Ich habe niemanden diffamiert. Ich habe lediglich auf die öffentliche Wahrnehmung auf der Basis von Medienberichten hingewiesen.

Das Coronavirus war und ist für uns alle neu - auch für die Wissenschaft. Neue Erkenntnisse und Wendungen sind bei der Erforschung der Krankheit vollkommen nachvollziehbar - offene und kontroverse Diskussionen zwischen Wissenschaftlern sind deshalb richtig und auch notwendig.

Es gibt allerdings einen Unterschied zwischen dem dezentralen wissenschaftlichen Erkenntnisprozess in der Literatur und der wissenschaftlichen Politikberatung.

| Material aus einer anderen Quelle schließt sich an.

Issue #1972, opened 2018-03-29
Oni can only be closed by right clicking the dock Icon to fully close the app


Akin909:
Was not entirely sure whether to raise this issue as since changes to the `browserWindow` management in #1747 I've found `oni` windows behave more predictably and reliably, thanks @CrossR. 

Wasn't sure I wanted to instigate any tweak given the new found freedom from weird bugs, but `electron` leave a comment in the main.js relating to macOS and closing windows as macOS has some peculiar behaviour regarding closing apps but in general most mac apps fully close if `cmd-q` is pressed but with oni atm as I believe a reference to the/a window ?remains somewhere the app doesn't actually quit only the window closes

Akin909:
Actually reading about this online it seems to be a bit of a debate but I *think*/most of my mac apps fully close when I hit `cmd-q`, save the snippet's code seems to contradict that but the comment seems to support it 😕 ❓

jwmann:
I also have this issue.

Most MacOS apps will fully "Quit" when you press `Cmd+q` and it will be fully terminated.
However, the difference between MacOS and say Windows is that in most apps, if you click the "X" on the window in MacOS, the app doesn't "Quit" it will still be open, just with no window.
In Windows, this will terminate the app.

ackey:
I believe I fixed this issue in #2404

brunobely:
Just downloaded Oni for the first time (v0.3.6) and `cmd+q` does not quit.  Sometimes (I cannot really tell what triggers it) it closes the window I have open, but the app does not fully quit until I right-click Oni on the dock and hit Quit

PR #2001, opened 2018-03-31
Add accelerator to Exit menu entry

tom-james-watson:
Currently you can quit Oni with Command+Q, but only if a window is
currently open. If you close all windows, e.g. by `:q`ing all tabs, the
app is left running but Command+Q will no longer quit the app, and you
have to press the Oni->Exit menu item.

Adding this accelerator here allows the app to be closed via the the
standard shortcut regardless of whether there are currently any windows
open.

### DIFF
--- a/main/src/menu.ts
+++ b/main/src/menu.ts
@@ -250,6 +250,7 @@ export const buildMenu = (mainWindow, loadInit) => {
             },
             {
                 label: "Exit",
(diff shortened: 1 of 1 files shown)


Akin909:
@tom-james-watson I just raised #1972 to track this, didn't realise we were missing an accelerator for that 👍, thanks that's a major bug bear of mine resolved

Issue #1266, opened 2018-01-10
QuickOpen does not prioritize matches accordingly


badosu:
In this example I have:

- `src/store/index.js`
- `src/router/index.js`

If I type `storeindex` this is what I get:

![screenshot from 2018-01-10 10-46-14](https://user-images.githubusercontent.com/347552/34773619-7f8b3452-f5f3-11e7-8698-d68800fbac43.png)

I would expect index on store to be more important than a file that does not have store in the path.

CrossR:
Have you tried with `"editor.quickOpen.filterStrategy"` set to `"regex"`? It would fix that specific issue, since `storeindex` would only match on the second one.

Though it may be too strong for what you want generally, such that we might just want an optional sort applying to the standard `"fuse"` as well if possible.

badosu:
@CrossR Does the `regex` strategy work as a reliable fuzzy-finder strategy?

CrossR:
I've found it quite nice, I'm fairly used to just typing a bit of the name of the folder I want, and then the file I want. If I'm less sure and just type the name of the file, it seems to work well still.

badosu:
Seems like it's working out, I wonder why this is not the default strategy.

bryphe:
Awesome! I was hoping the `regex` strategy would be more intuitive / address some of the issues you had, @badosu 

> Seems like it's working out, I wonder why this is not the default strategy.

I was actually considering switching this to be the default (i'm using it as well). If both you and @CrossR are using it and it's working out, might be worth swapping the default for next release (and seeing if anyone misses the old behavior 😄 )

hoschi:
Hm with `regex` strategy the dir delimiter `/` doesn't work. Probably not escaped?

E.g. when opening general files which exist in more than one dir like `src/features/tasks/index.stories.js` I can't type `tasks/in` anymore. 

Also with regex some matches are very weird. Why does it highlight `xxxRCxxxEAT...` when my search starts with `act`?
![2018-01-11-152559_416x149_scrot](https://user-images.githubusercontent.com/163128/34830348-e27f8cd4-f6e3-11e7-87ef-c4c551edd986.png)

bryphe:
> Hm with regex strategy the dir delimiter / doesn't work. Probably not escaped?

Good catch, ya, I think it isn't escaped. We should fix this.

> Also with regex some matches are very weird. Why does it highlight xxxRCxxxEAT... when my search starts with act?

[...]

PR #2009, opened 2018-04-01
[WIP] VSCode QuickOpen Scoring/Sorting

### LINKED ISSUE #1829: Improve scoring logic of QuickOpen
The results returned back from the QuickOpen now are much better with the `regex` filter, but they aren't sorted the best.

This can lead to confusing results where you've typed the exact name of a file and its still not the first result.
image

One idea was to bring over the VSCode QuickOpen scoring logic which can be found here : https://github.com/Microsoft/vscode/blob/master/src/vs/base/parts/quickopen/common/quickOpenScorer.ts

This would give us a scoring system that we could then sort the results based on, and it could live in its own repo, like the [Snippets provider code](https://github.com/onivim/vscode-snippet-parser).
Apart from that, we could attempt to write our own, or check an equivalent bit of logic from Atom.

I'm open to attempting to move the VSCode stuff over into a module, but would appreciate some heads up on how I should do the move. The most awkward bit looks to be the `comparers`, which links into a bunch more stuff in that file and so on. Should I be grabbing everything and just copying it over? The snippets code is only two files, so wasn't too sure.

CrossR:
Fix #1829.

Very WIP bit to import the VSCode scorer, so it can be used with the QuickOpen menu, to hopefully make the sorting of the QuickOpen a bit smarter.

This is pretty much a POC at this point, and if its seems like its going well, I'll spin it out into its own Module, so its a bit more seperate. Probably also worth at that point tidying up the `Utility` file to somewhat mirror the original file structure so its easier to apply updates in the future.

I've got it combined now since its easier to work with for now.

If it looks good, should hopefully hook up the highlights as well, and also sort the regex multiple terms filter to work with it a bit nicer.


CrossR:
Currently I'm using `score` from VSCode, though it looks like I might get better results by moving to `scoreItem` which in turn calls score as part of the process.

CrossR:
Swapped to scoreItem with a few wrappers to make it easier for Oni to call out to.

Few changes I've made so far:
* I've removed the cache for now, but we could add it back. That would mean bringing the code into the QuickOpen class though, and passing over the cache to the regexfilter func.
* I've dropped the fallback comparer for now, but it looks easy enough to add back so I might try that just for some extra scoring.
* The filtering I added breaks, which isn't great. I've got a few ideas for fixes though.

Initial results do look good though, or at least typing in a files name gives that file which is a good start.

CrossR:
I've stuck a PR up on the API project since this will need score to be added to the API.
Also, how would I go about refactoring this into a seperate module?

The folder is self-contained, and only functions from the `OniQuickOpenScorer` file are used in the Oni side.

CrossR:
I noticed I was still getting bad/sub-optimal sorting occasionally, so I'm testing out removing the regex filter too.... We could still use it and offer up two version though.

I realised well what is the point of filtering then scoring since if the score is 0...then it doesn't match and it can be filtered that way. So I've tested adding that and it looks good so far. Any opinions @bryphe? It would be simple enough to undo the stuff I've done and offer both a regex and a vscode option.

Below, I've added a few test searches that map over to the tests that were done over in #1266.
They are now much closer to FZF / CtrlP and VSCode. There is a slight difference though which I'm looking into.

image1
image2
image3

browser/src/Services/QuickOpen/RegExFilter.ts
```diff
@@ -39,73 +40,44 @@ export const regexFilter = (
...
-
-        return {
-            ...fo,
-            detailHighlights,
-            labelHighlights,
+    // Since the VSCode scorer doesn't deal so well with the spaces,
+    // instead rebuild the term in reverse order.
+    // ie `index browser editor` becomes `browsereditorindex`
+    // This allows the scoring and highlighting to work better.
+    const vsCodeSearchString =
```
bryphe: Thanks for thinking about this! Awesome that the 'refine' functionality will still work 👍

bryphe:
Awesome progress, @CrossR ! I'm glad that the 'refine' functionality still works, I love that capability 👍 

> I realised well what is the point of filtering then scoring since if the score is 0...then it doesn't match and it can be filtered that way. So I've tested adding that and it looks good so far. Any opinions @bryphe?

This seems reasonable to me - I think it simplifies things if we can just rely on the score, vs filtering _then_ scoring. I guess the only consideration would be performance (if doing a pre-filter saves the scoring some time), but that seems like a premature optimization right now IMO

It'll be really great to have a first-class scoring algorithm here - will make this much more generally useful. I like that you compared with the results in the thread - seems like we're close to parity with FZF/CtrlP - hopefully one less plugin Oni users need 😉 

> I've stuck a PR up on the API project since this will need score to be added to the API.
Also, how would I go about refactoring this into a seperate module?

> The folder is self-contained, and only functions from the OniQuickOpenScorer file are used in the Oni side.

We have a couple options here. For now, we could just bring this in as-is, which seems reasonable. The other is we could factor it out to a separate module, like `oni-quickopen-scorer`, publish that package to `npm`, and bring that package in. It'd be extra work that way to set up the module, so I'll leave it up to you - I'm cool either way (we can also refactor it out to a module later, incrementally).

And I just saw your update to the `oni-api` - I'll bring that in now.

Thanks for all your work on this! 💯

bryphe:
FYI - just published `oni-api@0.0.42` with your changes in!

CrossR:
Swapped to a seperate filter now, called "vscode". Need to update the default config with it still.
Reverted the RegEx file back and also copied the RegEx filter tests over to the VSCode filter + extended them for the new highlights + scoring logic.

I think it makes sense to have this bit in its own module, plus its a bit ugly with having the lint ignores at the top of the file, which could be removed if it was in its own module... Only worry is that its probably a bit of a pain for me to publish since it would then require me transferring a git repo over to Oni and a npm module, so perhaps it makes more sense for that to be done later/by @bryphe ?

CrossR:
Fixed an issue where identical scores weren't being sorted by length now, and also removed some old regex cleaning code that was causing searches with file extensions to fail or act funny, and added a few unit tests to check both of those cases.

Swapped the default over now, so I think this is done.

bryphe:
Wow, just tried this out with some problematic cases I've had in the past and it feels _great_! Thank you @CrossR for all your work on this, it's a huge improvement. 👍 

I really like that the refine is still around and path separator characters work, too. Awesome work 💯

Issue #1952, opened 2018-03-27
enhancement: bind h,j,k,l to scroll the browser split


Akin909:
Because of the amazing sneakability already available one of my first thoughts was to try and figure out how to scroll the browser without having to move my mouse.

I wonder if it'd be possible to bind the vim navigation keys to scrolling left right up and down, not sure if the `webview` api gives access to that sort of functionality

bryphe:
@Akin909 - yep! I was thinking about this too in the context of `g` and `GG` (to go to the top and bottom).

Lots of possibilities looking at the webview documentation: 
https://electronjs.org/docs/api/webview-tag

You could use the `sendInputEvent` to simulate a scroll event (like a mouseWheel event)

Lots of other possibilities on the API too. For example, you can start a search session (maybe binding `/` would be a good starting point for that?), take a screenshot, etc.

What we'd probably want to do to start is create _commands_ for each of the gestures we want to support, like:
 - `browser.scrollDownOneLine`
- `browser.scrollUpOneLine`
- `browser.scrollToTop`
- `browser.scrollToBottom`
- `browser.startSearch`
- `browser.cancelSearch`

A good place to look is here:
https://github.com/onivim/oni/blob/5678f045df06acdb80a3ff6e26c1f8a9c082c648/browser/src/Services/Browser/index.tsx#L131

Then we could add default bindings for them. These commands already have an `enabled` filter, so we could bind keys to them without conflicting with other bindings.

PR #2012, opened 2018-04-01
Feature/add keyboard binding to browser

Akin909:
Add `h,j,k,l` binding to the browser layer to scroll left, down, up, right. Relates #1952 

TODO:

- [x] Find a better gate to check if browser is active - any ideas @bryphe  as this needs to be in the `Keybindings.ts` but you have a variable in `Browser/index.tsx` which is a record of active layers by id.


CrossR:
>Find a better gate to check if browser is active - any ideas @bryphe as this needs to be in the Keybindings.ts but you have a variable in Browser/index.tsx which is a record of active layers by id.

Not any help, but just agreeing it would be nice. 
If the UI elements surfaced a "isSelected" bool via the API that would be great. I've found myself wanting that for both the browser and the Explorer/Sidebar, either for Tests or keybinds.

Akin909:
@CrossR that would be nice to have a general mechanism to query to know what the selected part of the editor was at any given time 👍, there is a mechanism for the sidebar though or rather in #1839, I found the pieces to put one together though a more general API method would be nice.

@bryphe just read the comments you left in #1952 more thoroughly and it answers the above question 😆

Akin909:
@bryphe regarding the search functionality I plan to leave that out for the time being since I think that will actually probably be a bit more involved than the commands I've added so far so I plan on making a separate pr for that

bryphe:
This is super cool @Akin909 ! Just tried it out, I really like it... can't wait to use it in my workflow 👍 

> @bryphe regarding the search functionality I plan to leave that out for the time being since I think that will actually probably be a bit more involved than the commands I've added so far so I plan on making a separate pr for that

Sounds good to me!

> Not any help, but just agreeing it would be nice.
If the UI elements surfaced a "isSelected" bool via the API that would be great. I've found myself wanting that for both the browser and the Explorer/Sidebar, either for Tests or keybinds.

Ya, it would be nice to have this - I guess we just need to figure out what form the API should take?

Auch nur scheinbare Widersprüche können hier für Verunsicherung sorgen und in der Bevölkerung eine Meinung und Erwartungshaltung hervorrufen, auf die die Politik reagieren muss. Gemeinsame Stellungnahmen wären daher sinnvoll und entsprächen auch der ständigen Praxis - denken Sie beispielsweise an den „Sachverständigenrat zur Begutachtung der gesamtwirtschaftlichen Entwicklung“. Diese Methode sollten wir auch auf die aktuelle Krise anwenden, um Missverständnissen vorzubeugen und die öffentliche Debatte über Risiken und Öffnungsperspektiven ordnen zu können.